# What you will do
Only lines holding the word "questions" are wanted from the records; copy all of them.

(Stored data)
Issue #65, opened 2016-05-06
RHEL5 support


Rocco83:
Hi,

I am testing finally the script on some RHEL5, python 2.4.

Got, up to now, the following problems:
- json python non existing.
  Solution: http://stackoverflow.com/questions/3291682/json-module-for-python-2-4
  Status: Tested, working
- sys.maxsize non existing.
  Solution: http://stackoverflow.com/questions/1405913/how-do-i-determine-if-my-python-shell-is-executing-in-32bit-or-64bit-mode-on-os
  Status: testes only on command line, seems working
- platform.linuxdistribution non existing
  Solution: https://docs.python.org/2/library/platform.html#platform.linux_distribution we can use platform.dist on old systems
  Status: Briefly tested, working

In order to get the version and understand which code to be run, in example for platform.linuxdistribution,
https://docs.python.org/2/library/sys.html#sys.hexversion
or
http://stackoverflow.com/questions/1093322/how-do-i-check-what-version-of-python-is-running-my-script

patch coming soon, this has been not tested deeply.

evgeni:
I have a long standing branch on this: https://github.com/evgeni/sat6-bootstrap/tree/rhel5
never merged, though

Rocco83:
Well, shame on me... i have not checked the fork :)
Discussing about the code:
- 64 bit check

yours https://github.com/Katello/katello-client-bootstrap/compare/master...evgeni:rhel5?expand=1#diff-cd48c161c09e850299d4a00383422690R25
mine https://github.com/Katello/katello-client-bootstrap/pull/66/commits/e0469f3eadd16a3813db96738898fad736ae465d#diff-cd48c161c09e850299d4a00383422690R25
Your approach is cleaner, mine is more general (but maybe not needed)
- platform.linux_distribution

yours https://github.com/Katello/katello-client-bootstrap/compare/master...evgeni:rhel5?expand=1#diff-cd48c161c09e850299d4a00383422690R56
mine https://github.com/Katello/katello-client-bootstrap/pull/66/commits/e0469f3eadd16a3813db96738898fad736ae465d#diff-cd48c161c09e850299d4a00383422690R48
Your approach do not take care of the version, which can be good. mine is stricter as approach, and may lead to some bugs.
- json

your https://github.com/Katello/katello-client-bootstrap/compare/master...evgeni:rhel5?expand=1#diff-cd48c161c09e850299d4a00383422690R513
[...]

PR #66, opened 2016-05-06
Fixed to support python 2.4

Rocco83:
Hi,

as by https://github.com/Katello/katello-client-bootstrap/issues/65


Rocco83:
Based on https://github.com/Katello/katello-client-bootstrap/issues/65 is better to use the @evgeni code :)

# Solution to the problem
  Solution: http://stackoverflow.com/questions/3291682/json-module-for-python-2-4
  Solution: http://stackoverflow.com/questions/1405913/how-do-i-determine-if-my-python-shell-is-executing-in-32bit-or-64bit-mode-on-os
http://stackoverflow.com/questions/1093322/how-do-i-check-what-version-of-python-is-running-my-script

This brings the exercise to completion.